A sample is a subset of the population chosen for the purposes of research or a survey. The sample may or may not be representative, depending on the procedures used to extract it from the parent population. Probabilistic and non-probabilistic sampling are used to describe the procedures used to draw up the sample.

The following figure illustrates the concepts of Population, Sample and Statistical Unit.

Variables

The recorded observations for each characteristic constitute the data set, which represents the measurements or observations. A datum is a single measurement or observation resulting from an observation made on a variable in a population. A variable is a characteristic or condition that can vary or have different values depending on the individual or sample.

Definition I.2.1

A variable is a measurable characteristic that can be analysed and assigned several different values.
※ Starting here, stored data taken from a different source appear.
PR #7102, opened 2020-10-10
arm-none-eabi-newlib: remove workaround from gcc

jeremyd2019:
Lower imagebase is no longer needed after #7052.

Not bumping pkgrel because the built gcc is not packaged.


jeremyd2019:
cc @fauxpark

fauxpark:
👍

fauxpark:
I wonder if it's worth removing the GCC build altogether here, now that it exists as a separate package. This is what Arch does, but as it's a circular dependency, I'm not sure.

PR #7110, opened 2020-10-12
Update GTK to 3.99.4; Update pango to 1.48.0

taozuhong:


lazka:
it depends on an unreleased pango

taozuhong:
> It depends on an unreleased pango. We'll have to wait for a pango release first I think.

right exactly

lazka:
I've read on IRC that a new pango release will be out soon.

lazka:
(another thing, gtk4 no longer depends on atk)

PR #7113, opened 2020-10-13
zeromq: update zeromq to 4.3.3 and cppzmq to 4.7.1

kanonet:
Hi,
this updates mingw-zeromq to 4.3.3 and cppzmq to 4.7.1. Please review!
Note: mingw-pyzmq also needs to get updated, but so far I had no time to do this yet.
Regards.


lazka:
>  Note: mingw-pyzmq also needs to get updated, but so far I had no time to do this yet.

would not updating it break things?

kanonet:
@lazka I do not think it would break anything... anyways I just also updated pyzmq, so everything should work together now. Please review.

PR #7116, opened 2020-10-14
Upgrade to LLVM 11

mati865:


mati865:
CI bugged?
> warning: filesystem: downgrading from version 2020.10-1 to version 2020.02-7
warning: pacman-mirrors: downgrading from version 20201009-1 to version 20201007-1

jeremyd2019:
I think the sourceforge hasn't updated with the new packages yet.

lazka:
(rebased on master to get some CI changes..)

mati865:
Upstream changed a bit build process of compiler-rt. It passes for me since I have already built compiler-rt installed in the system.

I've disabled compiler-rt libs that are not built anyway (I don't remember exact issue but I think they require some features not supported by Binutils) for now.
Proper investigation will have to wait until I get time to do it.

mati865:
`Compiler-RT supported architectures: ` should say `Compiler-RT supported architectures: i386`, very funny...
Also it detects 3-rd party Python on CI.

mati865:
Okay using already existing compiler-rt is the only way to have profiler library. I'll update PR later along with few more tweaks to PKGBUILD.

BTW maybe we should consider splitting this PKGBUILD into separate packages?

oscarfv:
> BTW maybe we should consider splitting this PKGBUILD into separate packages?

I looked into this on the past and realized that the build and maintenance would become much more complex without any substantial benefit.

mingw-w64-clang/PKGBUILD
```diff
@@ -287,7 +287,8 @@ build() {
     -DLLVM_INCLUDE_EXAMPLES=OFF \
     -DLLVM_LINK_LLVM_DYLIB=OFF \
     -DLLVM_POLLY_LINK_INTO_TOOLS=OFF \
-    -DPYTHON_EXECUTABLE=${MINGW_PREFIX}/bin/python.exe \
+    -DPython3_FIND_REGISTRY=NEVER \
+    -DPython3_ROOT_DIR=${MINGW_PREFIX} \
```
lazka, line 291: shouldn't this be `${MINGW_PREFIX}/bin` ?

mati865: Docs are really bad about this thing but from what I could find it should look for Python in `${Python3_ROOT_DIR}/bin`.

lazka: ok.. (I just tried to look at the code.. 3300 lines of cmake to find python.. wow)

mati865: Yeah, did the same and gave up 😉

mati865:
Okay it works but maybe we should uninstall the other Python for other packages?



> 
> 
> > BTW maybe we should consider splitting this PKGBUILD into separate packages?
> 
> I looked into this on the past and realized that the build and maintenance would become much more complex without any substantial benefit.

It'd make easy version bumps a bit more complicated (that can be solved with script) but big upgrades would be easier to work with. Also it'd allow using faster Ninja instead of Make.

mati865:
Removed shared linking from the description, I accidentally disabled at some point and re-enabling it now causes DEP violation. I guess we have to recompile libcxx first which is not really possible with monolithic PKGBUILD.

lazka:
For some reason this fails in the autobuilder:

```
2020-10-21T06:58:19.6663357Z [  9%] [32mBuilding ASM_MASM object projects/openmp/runtime/src/CMakeFiles/omp.dir/z_Windows_NT-586_asm.asm.obj[0m
2020-10-21T06:58:19.6733194Z [  9%] [32m[1mLinking C static library ../../../../lib/libPollyISL.a[0m
2020-10-21T06:58:19.7320725Z UASM v2.50, Jan  8 2020, Masm-compatible assembler.
2020-10-21T06:58:19.7328718Z Portions Copyright (c) 1992-2002 Sybase, Inc. All Rights Reserved.
2020-10-21T06:58:19.7474819Z Source code is available under the Sybase Open Watcom Public License.
2020-10-21T06:58:19.7506188Z 
2020-10-21T06:58:19.7537191Z make[2]: *** [projects/openmp/runtime/src/CMakeFiles/omp.dir/build.make:472: projects/openmp/runtime/src/CMakeFiles/omp.dir/z_Windows_NT-586_asm.asm.obj] Error 1
2020-10-21T06:58:19.7537981Z Error A2104: No filename specified.
2020-10-21T06:58:19.7566461Z make[1]: *** [CMakeFiles/Makefile2:36325: projects/openmp/runtime/src/CMakeFiles/omp.dir/all] Error 2
2020-10-21T06:58:19.7574113Z make[1]: *** Waiting for unfinished jobs....
```

https://github.com/msys2/msys2-autobuild/runs/1285100942?check_suite_focus=true

mati865:
PR builder did succeed 🤔 
Either https://github.com/msys2/MINGW-packages/pull/7157 was the missing part or another update broke the build.

lazka:
drive by question: that libunwind depends on gcc is probably not on purpose, right?

mati865:
Yeah, libunwind really depends only on the system libraries.

PR #8295, opened 2021-04-06
Update Ruby version to 3.0.1

sinankeskin:
Hi.

Notice: I'm not expert but with this changes I'm able to compile and install successfully.

Also there is no `tar.bz2` file on the ruby file server anymore.

Thank you.


lazka:
Have you used the resulting package in any way? So we have at least some testing...

sinankeskin:
Yes I have. Everything is ok.

I'm speaking only for x64 file.

lazka:
Wonderful thanks. We still need to rebuild all ruby packages against this new one first. I'll give that a try.

Issue #8094, opened 2021-03-09
Crash after winpthread update


omichel:
Since the update to mingw-w64-x86_64-libwinpthread-git-9.0.0.6128.07922837-1 / mingw-w64-x86_64-winpthreads-git-9.0.0.6128.07922837-1, my app is crashing with the following gdb stack:
```
Thread 43 received signal ?, Unknown signal.
[Switching to Thread 2160.0x21f0]
0x00007ffea5b31f46 in ntdll!RtlRaiseStatus ()
   from C:\WINDOWS\SYSTEM32\ntdll.dll
(gdb) #0  0x00007ffea5b31f46 in ntdll!RtlRaiseStatus ()
   from C:\WINDOWS\SYSTEM32\ntdll.dll
#1  0x00007ffea5ae0052 in ntdll!memset () from C:\WINDOWS\SYSTEM32\ntdll.dll
#2  0x00007ffea55a2eed in msvcrt!_setjmpex ()
   from C:\WINDOWS\System32\msvcrt.dll
#3  0x00007ffe9d8a5c31 in ?? () from D:\msys64\mingw64\bin\libwinpthread-1.dll
#4  0x00007ffe6cb88330 in ode!_ZN22dxThreadManagerPthread12simLoopChildEPv ()
   from D:\msys64\home\Olivier\webots\msys64\mingw64\bin\ode.dll
#5  0x00007ffe9d8a4f35 in ?? () from D:\msys64\mingw64\bin\libwinpthread-1.dll
#6  0x00007ffea556af5a in msvcrt!_beginthreadex ()
   from C:\WINDOWS\System32\msvcrt.dll
#7  0x00007ffea556b02c in msvcrt!_endthreadex ()
   from C:\WINDOWS\System32\msvcrt.dll
#8  0x00007ffea43b6fd4 in KERNEL32!BaseThreadInitThunk ()
   from C:\WINDOWS\System32\kernel32.dll
#9  0x00007ffea5a7cec1 in ntdll!RtlUserThreadStart ()
   from C:\WINDOWS\SYSTEM32\ntdll.dll
#10 0x0000000000000000 in ?? ()
Backtrace stopped: previous frame inner to this frame (corrupt stack?)
(gdb) A debugging session is active.

        Inferior 1 [process 2160] will be killed.
```

lazka:
[...]

PR #8320, opened 2021-04-09
gcc: Update to 11.1.0

Astrum-polaris:


mingw-w64-gcc/PKGBUILD
```diff
@@ -145,7 +143,6 @@ prepare() {
     0011-Enable-shared-gnat-implib.patch \
     0012-Handle-spaces-in-path-for-default-manifest.patch \
     0014-gcc-9-branch-clone_function_name_1-Retain-any-stdcall-suffix.patch \
-    0015-makedeps-properly-handle-win-paths.patch \
```
lazka, line 148: Was this fixed upstream? if yes, the file needs to be removed.

mingw-w64-zstd/PKGBUILD
```diff
@@ -14,18 +14,13 @@ makedepends=("${MINGW_PACKAGE_PREFIX}-gcc"
...
+        zstd-1.4.0-fileio-mingw.patch)
+sha256sums=('29ac74e19ea28659017361976240c4b5c5c24db3b89338731a6feb97c038d293'
+            '210e57fc4bff62e1af1ca8a3da3960de32a91255ba62b057c6bed5b3a7ebb3d5')
 
 prepare() {
   cd "${srcdir}/${_realname}-${pkgver}"
   patch -Np1 -i "${srcdir}/zstd-1.4.0-fileio-mingw.patch"
-
-  # https://github.com/facebook/zstd/pull/2462
-  patch -Np1 -i "${srcdir}/0001-fix-pkgconf-escaping.patch"
```
lazka, line 28: the patch file needs to be removed

mingw-w64-gcc/PKGBUILD
```diff
@@ -243,17 +241,14 @@ build() {
     --enable-libstdcxx-time=yes \
     --disable-libstdcxx-pch \
     ${extra_config} \
-    --disable-isl-version-check \
```
lazka, line 246: what's this about?

mingw-w64-gcc/PKGBUILD
```diff
@@ -243,17 +241,14 @@ build() {
...
     --enable-lto \
     --enable-libgomp \
     --disable-multilib \
-    --enable-checking=release \
     --disable-rpath \
     --disable-win32-registry \
     --disable-nls \
     --disable-werror \
     --disable-symvers \
-    --disable-plugin \
```
lazka, line 256: what's this about?

mingw-w64-gcc/PKGBUILD
Astrum-polaris: - [x] Yes

mingw-w64-gcc/PKGBUILD
Astrum-polaris: This is probably a workaround used in the old days when the isl version does not pass the check so it is disabled.

Now the check pass successfully so there is no need to disable it.

lazka: ok, thanks

mingw-w64-gcc/PKGBUILD
Astrum-polaris: It was disabled because linking fail with "export ordinals too large"
Now the build pass without disabling it, similar to the isl version check thing.

lazka: perfect, thanks

lazka:
I'd like to wait a bit for a response to https://github.com/msys2/MINGW-packages/issues/8094#issuecomment-817318995 before updating gcc

lazka:
Thanks. Looks good. We need to report this and debug this eventually :/ I've cherry picked the zstd/curl changes to master for now.

dscho:
> I've cherry picked the zstd/curl changes to master for now.

Heh, just when you did that, cURL v7.76.1 came out ;-) I'll open a separate PR for that.

dscho:
> I'll open a separate PR for that.

I [just did](https://github.com/msys2/MINGW-packages/pull/8377), and for good measure I [also opened a corresponding `MSYS-packages` PR](https://github.com/msys2/MSYS2-packages/pull/2445).

revelator:
btw you ask how to bootstrap ada with ucrt, you would probably need a cross compiler which initially might be easier to setup on linux.

lazka:
no clear error message for mingw32, maybe https://gcc.gnu.org/bugzilla/show_bug.cgi?id=98341 ?

lazka:
I've cherry-picked your 10.3 changes to #8532

Astrum-polaris:
I disabled ada in MINGW32, the build was successful but install failed because new gcc conflicts with old ada.

Do we want to disable ada in MINGW32 for now (and fix CI) or try reverting more commit or waiting for potential fixes?

oscarfv:
We already released gcc without Ada support on the past, after trying hard to solve the blocking issue and then waiting a long time for a fix from upstream, which came shortly after the binaries were released when some users realized that Ada was missing and poked the Ada developers.

adisuciu:
Does this mean that you can't have ADA and latest GCC on your system ? I'm getting conflicts in my CI, beacuse of this and I'm not sure what the correct resolution is - remove ADA ? https://github.com/appveyor/ci/issues/3672

lazka:
> Does this mean that you can't have ADA and latest GCC on your system ? I'm getting conflicts in my CI, beacuse of this and I'm not sure what the correct resolution is - remove ADA ? [appveyor/ci#3672](https://github.com/appveyor/ci/issues/3672)

We haven't merged anything, so this can't affect you. You are doing partial upgrades ("-Sy") which isn't supported. Either just do "-S" or follow the instructions here: https://www.msys2.org/docs/ci/#appveyor

lazka:
Filed a bug for ada: https://gcc.gnu.org/bugzilla/show_bug.cgi?id=100486

oscarfv:
> Filed a bug for the ada error: https://gcc.gnu.org/bugzilla/show_bug.cgi?id=100486

A gcc developer requested some extra info there. I provided what I know. The actual configure command is not shown on the CI build log.

mati865:
Building with `-j1` could be useful for finding the error/failing command but it will take long long time.

oscarfv:
> Building with `-j1` could be useful for finding the error/failing command but it will take long long time.

The error is reported here:

```
make[3]: *** [../../gcc-11.1.0/gcc/ada/gcc-interface/Make-lang.in:1052: ada/libgnat/a-except.o] Error 1
```

and that file is compiled just a few lines above:

```
/C/_/mingw-w64-gcc/src/build-i686-w64-mingw32/./prev-gcc/xgcc -B/C/_/mingw-w64-gcc/src/build-i686-w64-mingw32/./prev-gcc/ -B/mingw32/i686-w64-mingw32/bin/ -L/mingw32/i686-w64-mingw32/lib -L/mingw32/lib -isystem /mingw32/i686-w64-mingw32/include -isystem /mingw32/include -B/mingw32/i686-w64-mingw32/bin/ -B/mingw32/i686-w64-mingw32/lib/ -isystem /mingw32/i686-w64-mingw32/include -isystem /mingw32/i686-w64-mingw32/sys-include   -fno-checking -c -g -O2 -D__USE_MINGW_ACCESS -Wno-pedantic-ms-format -fno-checking -gtoggle  -gnatpg  -W -Wall -g -O1 -fno-inline \
2021-05-08T11:34:54.9009139Z  -nostdinc -I- -I. -Iada/generated -Iada -Iada/gcc-interface -I../../gcc-11.1.0/gcc/ada -I../../gcc-11.1.0/gcc/ada/gcc-interface -Iada/libgnat -I../../gcc-11.1.0/gcc/ada/libgnat ../../gcc-11.1.0/gcc/ada/libgnat/a-except.adb -o ada/libgnat/a-except.o
```

IIUC this means that the compiler crashes, right?

jeremyd2019:
> unless unwinding is broken...

Which it seems to frequently be. ☹️

oscarfv:
Can we go ahead with this, please? Let's just release it without Ada on i686.

mati865:
If 32-bit unwinding is broken (maybe it uses dwarf 5 now?) then it's bigger blocker than missing Ada.

revelator:
seems to be related to dwarf unwinding indeed i use sjlj in my personal build and it works there so :S

oscarfv:
> If 32-bit unwinding is broken (maybe it uses dwarf 5 now?) then it's bigger blocker than missing Ada.

Can anyone confirm that 32-bit unwinding is broken (outside of Ada)? And, if it is broken, is there a bug report on gcc's bugzilla?

oscarfv:
Upstream [is asking again](https://gcc.gnu.org/bugzilla/show_bug.cgi?id=100486#c3) for the configure line and mentions that a recent change on the gcc-11 branch could help.

revelator:
odd that it only seems to affect the 32 bit build when using dwarf exceptions, i can build it no problem here using sjlj.

revelator:
just tried building it with differing exception models, only dwarf builds fail :S seh and sjlj work just fine.
Did they change anything recently in the exception code for dwarf ? i tried making a diff against the previous libgcc but nothing appareant seems to have changed so im a bit miffed.

mati865:
This is the change I was talking about: 
> For targets that produce DWARF debugging information GCC now defaults to DWARF version 5 (with the exception of VxWorks and Darwin/Mac OS X which default to version 2 and AIX which defaults to version 4). This can produce up to 25% more compact debug information compared to earlier versions.

lazka:
Could this upstream fix be related https://github.com/gcc-mirror/gcc/commit/8ce35e4c066b68d0cbc656b000ece84f7ea7741a ?

revelator:
lets cross fingers :)

oscarfv:
> Could this upstream fix be related [gcc-mirror/gcc@8ce35e4](https://github.com/gcc-mirror/gcc/commit/8ce35e4c066b68d0cbc656b000ece84f7ea7741a) ?
> 
> edit: I'm going to backport that, it seems relevant -> #9085

I tried with that change backported. No dice, the build fails the same.

revelator:
ya thinking abit about it this patch only seems to affect PECOFF so if it was broken it would affect all exception models i think ?.

mati865:
> 
> 
> ya thinking abit about it this patch only seems to affect PECOFF so if it was broken it would affect all exception models i think ?.

I don't think so, Clang uses different PIC mode between 32-bit and 64-bit Windows and I'd expect GCC to do the same.

oscarfv:
So @lazka merge of the EH pointer fix [worked](https://github.com/msys2/MINGW-packages/runs/2982714668?check_suite_focus=true)?

This is great news, but now I wonder why mine failed.

revelator:
ofc i ment in regards to the exception model :), on a hunch i tried bootstrapping gcc-11 with an older sjlj exception based model
and the result is that it builds Oo atleast this far as the bootstrap is not yet done (how far did the ci build go before it bonked out ?), im at stage2 and the gnat compiler itself has been built, so waiting to see if it fails on the ada runtime now.

lazka:
> So @lazka merge of the EH pointer fix [worked](https://github.com/msys2/MINGW-packages/runs/2982714668?check_suite_focus=true)?

I backported it for 10.x. I assumed it might be helpful based on the upstream comment, but as always I have no clue in this area..:

> AFAICS the failure occurs during stage #2 so the stage #1 compiler might be miscompiled by the base compiler

revelator:
if i manage to build it would it be possible to use it in a ci build to bootstrap itself ? i can upload the packages once done.

mati865:
It'd be worth to try building with https://github.com/msys2/MINGW-packages/pull/9085 first.

revelator:
allready am ;)

oscarfv:
> > So @lazka merge of the EH pointer fix [worked](https://github.com/msys2/MINGW-packages/runs/2982714668?check_suite_focus=true)?
> 
> I backported it for 10.x. I assumed it might be helpful based on the upstream comment, but as always I have no clue in this area..:
> 
> > AFAICS the failure occurs during stage #2 so the stage #1 compiler might be miscompiled by the base compiler

Oh, I should look harder. But your motivation is interesting.

For the record, passing `-dwarf-4` on `CFLAGS/CXXFLADS/BOOT_CFLAGS` changes nothing.

revelator:
stage 3 still going :D

lazka:
oh, I tried to close/reopen to trigger CI again, but your branch is no longer there :(

oscarfv:
@lazka : who is "you" in "your branch"?

Right now I'm building 10 with the PEH patch on C.I., then I'll download and install the packages and locally build 11 with the PEH patch.

Just in case you ( @lazka ) already uploaded the patched packages to C.I., I'm re-running the 11+PEH patch [on my C.I.](https://github.com/oscarfv/MINGW-packages/actions/runs/995434750)

revelator:
build successfully completed here, if the +PEH patch indeed does fix it for the ci build i wont go further, if not ill upload my build and you can try bootstrapping with that.

lazka:
I've re-created this and rebased in #9088

PR #8321, opened 2021-04-09
Add install scripts for CLANG MSYSTEMs.

jeremyd2019:
Generated by:
```bash
for m in CLANG32 CLANG64 CLANGARM64; do
  for f in $(find . -name \*UCRT64.install); do
    n="$(echo "$f" | sed -e "s/UCRT64/${m}/")"
    sed -e "s/ucrt64/${m,,}/g" < "$f" > "$n"
    git add "$n"
  done
done
```


Biswa96:
Wasn't there a movement to replace install scripts with pacman hooks?

mati865:
It's not always that easy.

PR #8324, opened 2021-04-09
clang libtool fixes

jeremyd2019:
autoreconf in several packages to get updated libtool which supports clang.  Fixes msys2/CLANG-packages#9

### DIFF
--- a/mingw-w64-libssh2/PKGBUILD
+++ b/mingw-w64-libssh2/PKGBUILD
@@ -4,7 +4,7 @@ _realname=libssh2
 pkgbase=mingw-w64-${_realname}
 pkgname="${MINGW_PACKAGE_PREFIX}-${_realname}"
 pkgver=1.9.0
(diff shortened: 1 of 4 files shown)


jeremyd2019:
I converted this to draft due to an alternate (more proper) fix for the `lt_cv_deplibs_check_method='pass_all'` workaround being discussed over on msys2/CLANG-packages#9

jeremyd2019:
D'oh
```
patching file libssh2.pc.in
  configure.ac:130: error: m4_undefine: undefined macro: backend
  configure.ac:130: the top level
```
Looks like they are trying to undefine something that's not defined.  A quick look suggests that it's the variable in a for loop, maybe scoping rules changed?

jeremyd2019:
I ran through building a bunch of packages, on i686 and aarch64, and this seems to be working now after msys2/MSYS2-packages#2439

PR #8325, opened 2021-04-09
Disable assembly on new arches

jeremyd2019:
Arches can be added to case statements once assembly support is added.

Openssl is a little different, and specifically handles arm because it 'needs' to know 32 vs 64-bit.

### DIFF
--- a/mingw-w64-libgcrypt/PKGBUILD
+++ b/mingw-w64-libgcrypt/PKGBUILD
@@ -5,7 +5,7 @@ _realname=libgcrypt
 pkgbase="mingw-w64-${_realname}"
 pkgname="${MINGW_PACKAGE_PREFIX}-${_realname}"
 pkgver=1.9.2
-pkgrel=1
+pkgrel=2
 pkgdesc="General purpose cryptographic library based on the code from GnuPG (mingw-w64)"
 arch=('any')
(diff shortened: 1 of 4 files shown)


Biswa96:
Does `mingw64 aarch64_asm` work in openssl for aarch64?

jeremyd2019:
No.  I believe the reason is that Windows AArch64 uses the Thumb instruction set, while pretty much everybody else uses the ARM instruction set on AArch64.

jeremyd2019:
I had hoped my patch to add new configs to openssl for arm and aarch64 wouldn't be needed, since I was disabling asm anyway, but it turns out that `mingw64` config was passing an argument when building the rc that made it try to use x86_64.

Biswa96:
I forgot to tell that openssl _recently_ changes something to fix AArch64 build. See my upstream issue https://github.com/openssl/openssl/pull/12620

Biswa96:
I forgot to tell that openssl _recently_ changes something to fix AArch64 build. See my upstream issue https://github.com/openssl/openssl/issues/13414

jeremyd2019:
I would certainly welcome anything better, this was just to get things to build for me.  But I found that upstream issue hard to follow - there was a comment about adding aarch64, a reply to open a new pull request, but I didn't see anything more than that.

mati865 (approved):

PR #8329, opened 2021-04-10
cmake: bootstrap using system libs.

jeremyd2019:
This causes cmake to use system libs rather than bundled sources when it bootstraps itself.  This probably doesn't matter much, unless one of those libs has been patched for the system (as I need to do for libuv on aarch64).

Also disable some makedepends for ucrt and clang.  I guess I'm not the only one who hasn't gotten qt5 and emacs built 😜

### DIFF
--- a/mingw-w64-cmake/PKGBUILD
+++ b/mingw-w64-cmake/PKGBUILD
@@ -5,7 +5,7 @@ _realname=cmake
 pkgbase=mingw-w64-${_realname}
 pkgname="${MINGW_PACKAGE_PREFIX}-${_realname}"
 pkgver=3.20.0
-pkgrel=1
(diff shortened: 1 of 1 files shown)


lazka:
yeah, here is a list of things where I skipped some deps and need a rebuild some time:

```
freetype
swig
cairo
librsvg
adwaita-icon-theme
jasper
postgresql
poppler
doxygen
graphviz
cmake
```

jeremyd2019:
I think of those I only built swig and cmake.  I thought swig didn't need the actual languages to be built, only for testing (so maybe some of those makedepends could be changed to checkdepends).  Also, I thought librsvg was another thing that needed rust to build.

PR #8330, opened 2021-04-10
fritzing: update to 0.9.6

jeremyd2019:
I don't know what to do about UCRT... Qt5 isn't available there.


mingwandroid:
Is that for cmake? We need a cmake without any qt5 dep if that's the issue.

jeremyd2019:
no, this is entirely unrelated to my other pull requests

PR #8333, opened 2021-04-10
libimobiledevice: Update to 1.3.0'

nisargjhaveri:


Biswa96:
Python2 is out-of-world. Can't it be used with Python3? Also python is not in dependency list.

nisargjhaveri:
@Biswa96 This version does not yet support. Though there are some fixes after this version, I'll try to backport if possible.

nisargjhaveri:
Fixed the python issue. Missed that it was already patched earlier as well.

During a survey, the researcher may ask questions to find out each respondent's gender (male or female), age (expressed in years) and number of siblings. These three elements are examples of what are known in statistics as variables. The data are therefore all the observations made for each of the variables that make up each statistical unit wich is called :statistical series, each statistical series is characterised by the nature of the variables it contains.

A variable can be characterised by the type of value that defines it. There are two main types of variable categorical qualitative variables and the quantitative variables .

Qualitative variables

When we ask people about their gender or their parents' professions, we get answers that represent categories: male, female; manager, professional, self-employed, unemployed, and so on. People questioned in this way can be grouped into categories according to the answers they give. When the data generated by a variable represent categories, it is said to be qualitative.

Definition I.2.2

A categorical qualitative variable (also known as a qualitative variable) is a variable whose associated data are categories, The set of possible categories that the variable can take is called modalities.

Quantitative variables

The data we obtain for the age variable are numerical values, so we say that the age variable is a quantitative variable.

Definition I.2.3

A quantitative variable is a variable whose associated data are real numerical values.

A quantitative variable can be discrete or continuous.

The discrete quantitative variable is associated with counting and has whole number values. Examples include the number of siblings, children in a household, or students sitting an exam. The values of a discrete variable are separate and indivisible, with no intermediate values between adjacent values. An example of a discrete variable is a dice roll.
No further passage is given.